### WHAT IS BEING ASKED
Of all the lines below, return only those starting with the line holding "- Preserve row-ID" and going on through the line holding "64 * 1024 * 1024;", exactly as written.
== INPUT MATERIAL ==
PR #77, opened 2026-08-13
fix: bound IVF-Flat serialization allocations

jerry-024:
## Summary

Bound IVF-Flat serialization memory usage by streaming vector payloads through one reusable write buffer instead of materializing full sorted-vector and encoded-byte buffers for each list.

The serialized output remains byte-for-byte compatible with the existing IVFL v1 reader and is independent of write chunk boundaries.

## Changes

- Reuse a private 64 MiB write buffer for centroid and inverted-list vector encoding.
- Preserve row-ID sorting while encoding referenced vectors in bounded chunks.
- Split oversized vectors across writes so the reusable buffer and vector payload writes stay within 64 MiB.
- Add regression coverage for byte stability, ID/vector ordering, multi-chunk writes, and the write-size bound.

## Testing

- [x] `cargo +1.94.0 test -p paimon-vindex-core ivfflat_chunked_writer`
- [x] `cargo +1.94.0 test -p paimon-vindex-core --lib` (446 passed, 1 ignored)

## Notes

- No public API, dependency, index option, or file-format version changes.
- The index vectors, row-ID sort permutations, and encoded IDs remain resident; this change only removes the two full vector-payload-sized serialization allocations.

### DIFF
--- a/core/src/ivfflat_io.rs
+++ b/core/src/ivfflat_io.rs
@@ -38,14 +38,31 @@ pub const IVFFLAT_HEADER_SIZE: usize = 64;
 const FLAG_DELTA_IDS: u32 = 1 << 0;
 const REQUIRED_FLAGS: u32 = FLAG_DELTA_IDS;
 const SUPPORTED_FLAGS: u32 = REQUIRED_FLAGS;
+const IVFFLAT_WRITE_BUFFER_SIZE: usize = 64 * 1024 * 1024;
 // Raw-vector scan cost scales with both rows and dimension. Below this amount,
 // Rayon scheduling and list-local heap merging outweigh the saved CPU time.
 const PARALLEL_FLAT_SCAN_MIN_COMPONENTS: usize = 1024 * 1024;
 
 pub fn write_ivfflat_index(index: &IVFFlatIndex, out: &mut dyn SeekWrite) -> io::Result<()> {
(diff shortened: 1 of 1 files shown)


core/src/ivfflat_io.rs
```diff
@@ -38,14 +38,31 @@ pub const IVFFLAT_HEADER_SIZE: usize = 64;
...
     let d = index.d;
     let nlist = index.nlist;
     validate_index_shape(index)?;
+    let bytes_per_vector = d.checked_mul(size_of::<f32>()).ok_or_else(|| {
+        io::Error::new(
+            io::ErrorKind::InvalidInput,
+            "IVF-FLAT bytes per vector overflow",
+        )
+    })?;
+    let buffer_limit = buffer_limit.max(bytes_per_vector);
```
shyjsarah: **Minor:** Could we keep `buffer_limit` as a hard byte limit and allow chunk boundaries inside a vector?

`buffer_limit.max(bytes_per_vector)` means a vector wider than 64 MiB is still fully materialized in `write_buffer` and submitted in one write. This is an improvement over the previous implementation, but it leaves the advertised memory bound dependent on the dimension.

Since the file format is independent of write boundaries, a wide vector could be encoded and written in multiple chunks. The wide-vector test could then assert `max_write <= TEST_BUDGET` instead of explicitly accepting an over-budget write.

shyjsarah:
+1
===
### RESULT OF THE TASK
- Preserve row-ID sorting while encoding referenced vectors in bounded chunks.
- Split oversized vectors across writes so the reusable buffer and vector payload writes stay within 64 MiB.
- Add regression coverage for byte stability, ID/vector ordering, multi-chunk writes, and the write-size bound.

## Testing

- [x] `cargo +1.94.0 test -p paimon-vindex-core ivfflat_chunked_writer`
- [x] `cargo +1.94.0 test -p paimon-vindex-core --lib` (446 passed, 1 ignored)

## Notes

- No public API, dependency, index option, or file-format version changes.
- The index vectors, row-ID sort permutations, and encoded IDs remain resident; this change only removes the two full vector-payload-sized serialization allocations.

### DIFF
--- a/core/src/ivfflat_io.rs
+++ b/core/src/ivfflat_io.rs
@@ -38,14 +38,31 @@ pub const IVFFLAT_HEADER_SIZE: usize = 64;
 const FLAG_DELTA_IDS: u32 = 1 << 0;
 const REQUIRED_FLAGS: u32 = FLAG_DELTA_IDS;
 const SUPPORTED_FLAGS: u32 = REQUIRED_FLAGS;
+const IVFFLAT_WRITE_BUFFER_SIZE: usize = 64 * 1024 * 1024;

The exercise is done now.